15.2 Numerical Models in Oceanography
Numerical models are used for many purposes in oceanography. For our purpose we can divide models into two classes:
Mechanistic models are simplified models used for studying processes. Because the models are simplified, the output is easier to interpret than output from more complex models. Many different types of simplified models have been developed, including models for describing planetary waves, the interaction of the flow with sea-floor features, or the response of the upper ocean to the wind. These are perhaps the most useful of all models because they provide insight into the physical mechanisms influencing the ocean. The development and use of mechanistic models is, unfortunately, beyond the scope of this book.
Simulation models are used for calculating realistic circulation of oceanic regions. The models are often very complex because all important processes are included, and the output is difficult to interpret.
The first simulation models were developed by Kirk Bryan and Michael Cox at the Geophysical Fluid Dynamics laboratory in Princeton. Their model (Bryan, 1969) calculated the 3-dimensional flow in the ocean using the continuity and momentum equation with the hydrostatic and Boussinesq approximations and a simplified equation of state. Such models are called primitive equation models because they use the most basic, or primitive form of the equations of motion. The equation of state allows the model to calculate changes in density due to fluxes of heat and water through the sea surface, so the model includes thermodynamic processes.
The Bryan-Cox model used large horizontal and vertical viscosity and diffusion to eliminate turbulent eddies having diameters smaller about 500 km, which is a few grid points in the model. It had complex coastlines, smoothed sea-floor features, and a rigid lid. The rigid lid was needed to eliminate ocean-surface waves, such as tides and tsunamis, that move far too fast for the coarse time steps used by all simulation models. The rigid lid had, however, disadvantages. Islands substantially slowed the computation, and the sea-floor features were smoothed to eliminate steep gradients.

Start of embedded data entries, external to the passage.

PR #1054, opened 2026-07-24
fix(hooks): the secret guard's placeholder allowlist means "wholly", not "starts like"

stevensacks:
Three holes in `block-secrets-write.sh`'s dotenv allowlist, surfaced by the audit of #1052. All pre-existing on `main`, all confirmed live before being fixed.

Verified against `main`'s hook, every one of these **passed**:

    API_KEY=<a>sk-live-9f3a1c4e8b7d2064<b>          # `<.+>` matches its own `>`
    API_KEY=example-sk-live-9f3a1c4e8b7d2064        # `^example` anchors nothing
    API_KEY=your-key-sk-live-9f3a1c4e8b7d2064       # `^your[-_]` likewise
    export API_KEY=sk-live-9f3a1c4e8b7d2064         # never scanned at all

The first simulation model was regional. It was quickly followed by a global model (Cox, 1975) with a horizontal resolution of 2° and with 12 levels in the vertical. The model ran far too slowly even on the fastest computers of the day, but it laid the foundation for more recent models. The coarse spatial resolution required that the model have large values for viscosity, and even regional models were too viscous to have realistic western boundary currents or mesoscale eddies.
Since those times, the goal has been to produce models with ever finer resolution, more realistic modeling of physical processes, and better numerical schemes. Computer technology is changing rapidly, and models are evolving rapidly. The output from the most recent models of the North Atlantic, which have resolution of 0.03° look very much like the real ocean. Models of other areas show previously unknown currents near Australia and in the South Atlantic.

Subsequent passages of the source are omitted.